• WHAT IS NEEDED: Look through the records and copy every line in which "initialization" appears.

• RECORDS PROVIDED:
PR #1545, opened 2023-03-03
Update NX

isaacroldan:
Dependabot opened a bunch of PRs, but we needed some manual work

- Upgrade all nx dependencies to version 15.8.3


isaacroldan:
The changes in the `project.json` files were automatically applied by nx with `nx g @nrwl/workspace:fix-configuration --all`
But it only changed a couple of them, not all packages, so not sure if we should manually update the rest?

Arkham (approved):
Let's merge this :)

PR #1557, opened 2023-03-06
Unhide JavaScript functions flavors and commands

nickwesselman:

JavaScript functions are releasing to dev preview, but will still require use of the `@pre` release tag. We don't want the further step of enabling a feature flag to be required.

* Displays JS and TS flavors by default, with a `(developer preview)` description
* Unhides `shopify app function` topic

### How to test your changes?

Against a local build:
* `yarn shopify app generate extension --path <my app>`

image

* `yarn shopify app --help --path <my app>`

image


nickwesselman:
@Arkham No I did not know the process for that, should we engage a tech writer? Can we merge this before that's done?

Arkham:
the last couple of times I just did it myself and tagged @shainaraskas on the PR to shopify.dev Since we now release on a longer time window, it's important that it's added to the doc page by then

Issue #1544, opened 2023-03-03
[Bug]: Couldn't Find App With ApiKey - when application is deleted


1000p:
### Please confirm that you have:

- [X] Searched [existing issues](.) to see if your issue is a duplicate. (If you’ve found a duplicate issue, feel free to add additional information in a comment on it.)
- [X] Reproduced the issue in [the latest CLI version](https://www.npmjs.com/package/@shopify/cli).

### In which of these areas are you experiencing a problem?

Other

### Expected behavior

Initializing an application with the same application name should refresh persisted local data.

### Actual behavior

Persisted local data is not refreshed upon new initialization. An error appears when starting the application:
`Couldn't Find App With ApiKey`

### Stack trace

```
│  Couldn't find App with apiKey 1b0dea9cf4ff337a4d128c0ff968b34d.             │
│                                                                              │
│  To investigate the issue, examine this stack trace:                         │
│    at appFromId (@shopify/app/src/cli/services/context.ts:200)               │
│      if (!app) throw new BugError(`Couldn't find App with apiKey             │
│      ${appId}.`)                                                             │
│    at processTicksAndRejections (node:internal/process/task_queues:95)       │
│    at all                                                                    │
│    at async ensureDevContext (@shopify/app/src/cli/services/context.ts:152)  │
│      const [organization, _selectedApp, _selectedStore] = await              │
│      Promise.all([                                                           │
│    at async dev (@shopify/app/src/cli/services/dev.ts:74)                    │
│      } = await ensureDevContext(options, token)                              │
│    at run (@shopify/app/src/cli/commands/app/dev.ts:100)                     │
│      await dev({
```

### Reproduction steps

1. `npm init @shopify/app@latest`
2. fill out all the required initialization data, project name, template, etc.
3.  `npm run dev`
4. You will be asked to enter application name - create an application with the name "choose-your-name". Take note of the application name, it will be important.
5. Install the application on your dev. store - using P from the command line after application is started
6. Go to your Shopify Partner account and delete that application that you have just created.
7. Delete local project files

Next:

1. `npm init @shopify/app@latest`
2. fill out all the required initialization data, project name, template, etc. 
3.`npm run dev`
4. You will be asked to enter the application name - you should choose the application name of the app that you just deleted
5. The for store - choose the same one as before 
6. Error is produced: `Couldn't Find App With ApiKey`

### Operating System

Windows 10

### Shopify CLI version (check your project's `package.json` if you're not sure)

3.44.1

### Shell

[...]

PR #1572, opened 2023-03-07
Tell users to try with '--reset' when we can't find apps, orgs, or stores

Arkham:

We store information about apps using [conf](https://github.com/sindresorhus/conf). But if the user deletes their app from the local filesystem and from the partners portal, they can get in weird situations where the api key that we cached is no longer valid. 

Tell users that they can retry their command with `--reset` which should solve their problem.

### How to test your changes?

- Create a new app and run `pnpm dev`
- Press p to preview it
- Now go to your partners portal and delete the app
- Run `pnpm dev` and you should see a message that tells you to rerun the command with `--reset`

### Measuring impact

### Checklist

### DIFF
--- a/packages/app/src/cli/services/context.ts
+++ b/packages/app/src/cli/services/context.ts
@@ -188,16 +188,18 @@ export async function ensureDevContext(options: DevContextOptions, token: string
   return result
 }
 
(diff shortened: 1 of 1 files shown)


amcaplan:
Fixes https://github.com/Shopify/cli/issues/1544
* * *
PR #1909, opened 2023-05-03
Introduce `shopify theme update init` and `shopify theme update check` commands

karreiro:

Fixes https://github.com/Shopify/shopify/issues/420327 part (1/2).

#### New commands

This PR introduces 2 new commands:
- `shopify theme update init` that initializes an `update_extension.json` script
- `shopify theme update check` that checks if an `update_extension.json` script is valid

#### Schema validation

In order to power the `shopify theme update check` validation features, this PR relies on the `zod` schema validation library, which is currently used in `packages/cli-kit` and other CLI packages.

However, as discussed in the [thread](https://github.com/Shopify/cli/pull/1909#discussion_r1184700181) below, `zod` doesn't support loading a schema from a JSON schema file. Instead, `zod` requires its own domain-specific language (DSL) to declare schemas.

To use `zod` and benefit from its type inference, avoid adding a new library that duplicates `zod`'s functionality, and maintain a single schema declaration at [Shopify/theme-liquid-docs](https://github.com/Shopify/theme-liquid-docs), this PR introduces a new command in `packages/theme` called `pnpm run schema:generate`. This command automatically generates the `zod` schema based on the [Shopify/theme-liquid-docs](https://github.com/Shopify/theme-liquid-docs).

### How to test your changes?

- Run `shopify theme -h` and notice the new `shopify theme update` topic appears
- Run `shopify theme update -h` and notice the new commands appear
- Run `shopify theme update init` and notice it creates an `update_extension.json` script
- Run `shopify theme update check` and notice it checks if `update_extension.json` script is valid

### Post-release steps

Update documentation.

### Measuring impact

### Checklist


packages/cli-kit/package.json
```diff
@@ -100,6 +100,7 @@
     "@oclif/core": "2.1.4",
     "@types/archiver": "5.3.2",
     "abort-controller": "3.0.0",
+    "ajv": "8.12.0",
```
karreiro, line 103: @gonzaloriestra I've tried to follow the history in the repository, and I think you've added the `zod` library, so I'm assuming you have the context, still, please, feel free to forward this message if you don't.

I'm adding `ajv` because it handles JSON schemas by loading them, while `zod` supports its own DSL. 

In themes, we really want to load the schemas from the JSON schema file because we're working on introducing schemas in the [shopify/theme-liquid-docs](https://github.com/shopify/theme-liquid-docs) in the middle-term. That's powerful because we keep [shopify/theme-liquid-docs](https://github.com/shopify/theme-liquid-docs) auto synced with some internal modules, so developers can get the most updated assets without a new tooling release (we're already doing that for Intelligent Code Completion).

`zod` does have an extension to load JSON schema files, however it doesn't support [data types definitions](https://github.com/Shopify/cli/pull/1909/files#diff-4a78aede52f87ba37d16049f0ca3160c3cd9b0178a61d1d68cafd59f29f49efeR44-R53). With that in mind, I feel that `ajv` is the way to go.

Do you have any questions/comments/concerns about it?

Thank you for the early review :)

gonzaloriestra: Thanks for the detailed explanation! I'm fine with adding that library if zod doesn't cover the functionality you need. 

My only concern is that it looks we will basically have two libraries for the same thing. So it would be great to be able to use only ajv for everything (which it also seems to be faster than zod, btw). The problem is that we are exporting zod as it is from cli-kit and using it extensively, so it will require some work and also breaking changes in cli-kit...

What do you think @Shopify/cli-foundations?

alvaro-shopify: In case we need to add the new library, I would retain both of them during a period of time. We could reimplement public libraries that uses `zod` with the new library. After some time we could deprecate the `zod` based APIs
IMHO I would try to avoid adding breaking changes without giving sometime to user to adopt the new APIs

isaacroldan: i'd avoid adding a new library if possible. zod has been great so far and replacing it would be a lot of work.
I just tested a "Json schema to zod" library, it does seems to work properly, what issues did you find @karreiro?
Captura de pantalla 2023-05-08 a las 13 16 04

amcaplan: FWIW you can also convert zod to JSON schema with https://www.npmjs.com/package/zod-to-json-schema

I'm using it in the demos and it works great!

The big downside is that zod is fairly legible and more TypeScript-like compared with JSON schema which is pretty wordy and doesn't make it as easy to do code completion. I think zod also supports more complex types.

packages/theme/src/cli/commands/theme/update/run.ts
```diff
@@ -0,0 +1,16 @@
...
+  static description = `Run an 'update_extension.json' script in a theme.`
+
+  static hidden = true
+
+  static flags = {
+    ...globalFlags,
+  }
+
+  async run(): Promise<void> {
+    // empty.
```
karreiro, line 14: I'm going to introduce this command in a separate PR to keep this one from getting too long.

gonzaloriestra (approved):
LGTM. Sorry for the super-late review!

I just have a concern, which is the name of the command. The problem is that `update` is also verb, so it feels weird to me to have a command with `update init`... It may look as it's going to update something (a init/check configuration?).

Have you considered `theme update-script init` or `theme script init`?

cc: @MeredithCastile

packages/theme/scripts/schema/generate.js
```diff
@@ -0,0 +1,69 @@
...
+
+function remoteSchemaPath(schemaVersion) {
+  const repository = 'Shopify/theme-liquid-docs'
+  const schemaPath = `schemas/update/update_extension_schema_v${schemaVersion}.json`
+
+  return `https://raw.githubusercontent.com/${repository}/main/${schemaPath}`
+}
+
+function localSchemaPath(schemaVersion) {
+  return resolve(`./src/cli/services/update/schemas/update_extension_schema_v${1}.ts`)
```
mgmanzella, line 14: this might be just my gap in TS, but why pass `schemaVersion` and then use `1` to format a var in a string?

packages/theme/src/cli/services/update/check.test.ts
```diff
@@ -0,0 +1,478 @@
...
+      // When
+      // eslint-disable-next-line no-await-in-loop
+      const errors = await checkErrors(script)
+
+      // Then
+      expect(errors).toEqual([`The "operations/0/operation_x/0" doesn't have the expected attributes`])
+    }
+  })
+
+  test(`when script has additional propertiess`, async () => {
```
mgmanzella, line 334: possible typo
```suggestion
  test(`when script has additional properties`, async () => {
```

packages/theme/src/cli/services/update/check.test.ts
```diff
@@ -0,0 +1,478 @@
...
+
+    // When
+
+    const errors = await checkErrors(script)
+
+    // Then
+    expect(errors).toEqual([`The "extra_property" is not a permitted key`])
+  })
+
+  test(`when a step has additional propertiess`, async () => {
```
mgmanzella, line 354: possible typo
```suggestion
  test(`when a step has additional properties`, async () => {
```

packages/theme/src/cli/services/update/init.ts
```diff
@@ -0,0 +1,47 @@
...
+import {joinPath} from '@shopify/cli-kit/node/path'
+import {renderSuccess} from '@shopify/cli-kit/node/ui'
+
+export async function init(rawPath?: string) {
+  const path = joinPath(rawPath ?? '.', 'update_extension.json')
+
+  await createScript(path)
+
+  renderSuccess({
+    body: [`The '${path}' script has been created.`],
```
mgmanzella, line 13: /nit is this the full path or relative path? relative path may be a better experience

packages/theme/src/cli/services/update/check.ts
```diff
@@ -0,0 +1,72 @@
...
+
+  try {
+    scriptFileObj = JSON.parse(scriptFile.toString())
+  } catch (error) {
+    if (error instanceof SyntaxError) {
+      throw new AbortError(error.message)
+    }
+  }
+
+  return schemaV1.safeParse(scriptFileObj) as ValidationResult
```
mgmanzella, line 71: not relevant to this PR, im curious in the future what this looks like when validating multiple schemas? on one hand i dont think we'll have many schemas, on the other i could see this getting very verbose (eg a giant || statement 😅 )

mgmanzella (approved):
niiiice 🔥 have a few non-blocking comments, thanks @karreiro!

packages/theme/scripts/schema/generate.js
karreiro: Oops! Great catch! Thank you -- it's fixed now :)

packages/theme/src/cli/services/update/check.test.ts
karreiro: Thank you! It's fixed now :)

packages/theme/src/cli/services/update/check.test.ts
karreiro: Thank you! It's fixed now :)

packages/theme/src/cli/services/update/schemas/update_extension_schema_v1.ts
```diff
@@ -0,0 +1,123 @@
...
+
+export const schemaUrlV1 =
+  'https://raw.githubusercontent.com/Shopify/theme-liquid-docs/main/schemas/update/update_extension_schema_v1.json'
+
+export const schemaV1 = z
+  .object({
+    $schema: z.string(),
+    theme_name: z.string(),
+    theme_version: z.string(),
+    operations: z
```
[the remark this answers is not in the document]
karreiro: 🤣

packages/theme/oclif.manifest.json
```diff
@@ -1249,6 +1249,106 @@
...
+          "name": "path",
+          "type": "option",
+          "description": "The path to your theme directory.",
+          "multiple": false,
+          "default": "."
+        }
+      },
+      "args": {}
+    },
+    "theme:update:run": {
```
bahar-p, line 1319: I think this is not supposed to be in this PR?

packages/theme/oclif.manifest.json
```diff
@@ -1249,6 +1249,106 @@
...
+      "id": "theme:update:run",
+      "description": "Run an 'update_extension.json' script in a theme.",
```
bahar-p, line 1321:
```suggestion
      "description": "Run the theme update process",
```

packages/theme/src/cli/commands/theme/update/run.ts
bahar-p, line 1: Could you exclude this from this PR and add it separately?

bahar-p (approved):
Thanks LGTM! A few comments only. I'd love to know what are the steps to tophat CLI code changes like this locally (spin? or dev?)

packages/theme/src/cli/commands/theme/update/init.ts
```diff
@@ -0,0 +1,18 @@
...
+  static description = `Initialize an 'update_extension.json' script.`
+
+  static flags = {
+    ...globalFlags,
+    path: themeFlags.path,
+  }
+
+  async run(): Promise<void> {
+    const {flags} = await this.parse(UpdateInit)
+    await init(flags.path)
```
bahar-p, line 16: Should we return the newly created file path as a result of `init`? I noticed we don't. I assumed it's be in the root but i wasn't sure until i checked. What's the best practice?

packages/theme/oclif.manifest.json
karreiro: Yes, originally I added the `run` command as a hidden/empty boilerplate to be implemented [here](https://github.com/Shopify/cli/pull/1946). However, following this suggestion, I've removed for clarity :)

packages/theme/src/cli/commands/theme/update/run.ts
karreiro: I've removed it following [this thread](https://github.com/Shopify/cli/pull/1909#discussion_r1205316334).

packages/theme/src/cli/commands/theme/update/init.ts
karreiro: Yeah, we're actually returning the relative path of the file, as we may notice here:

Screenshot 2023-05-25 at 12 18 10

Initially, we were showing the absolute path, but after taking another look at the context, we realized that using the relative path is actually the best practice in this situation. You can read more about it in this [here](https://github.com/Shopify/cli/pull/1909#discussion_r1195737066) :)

• RESPONSE BOX:
Persisted local data is not refreshed upon new initialization. An error appears when starting the application:
2. fill out all the required initialization data, project name, template, etc.
2. fill out all the required initialization data, project name, template, etc. 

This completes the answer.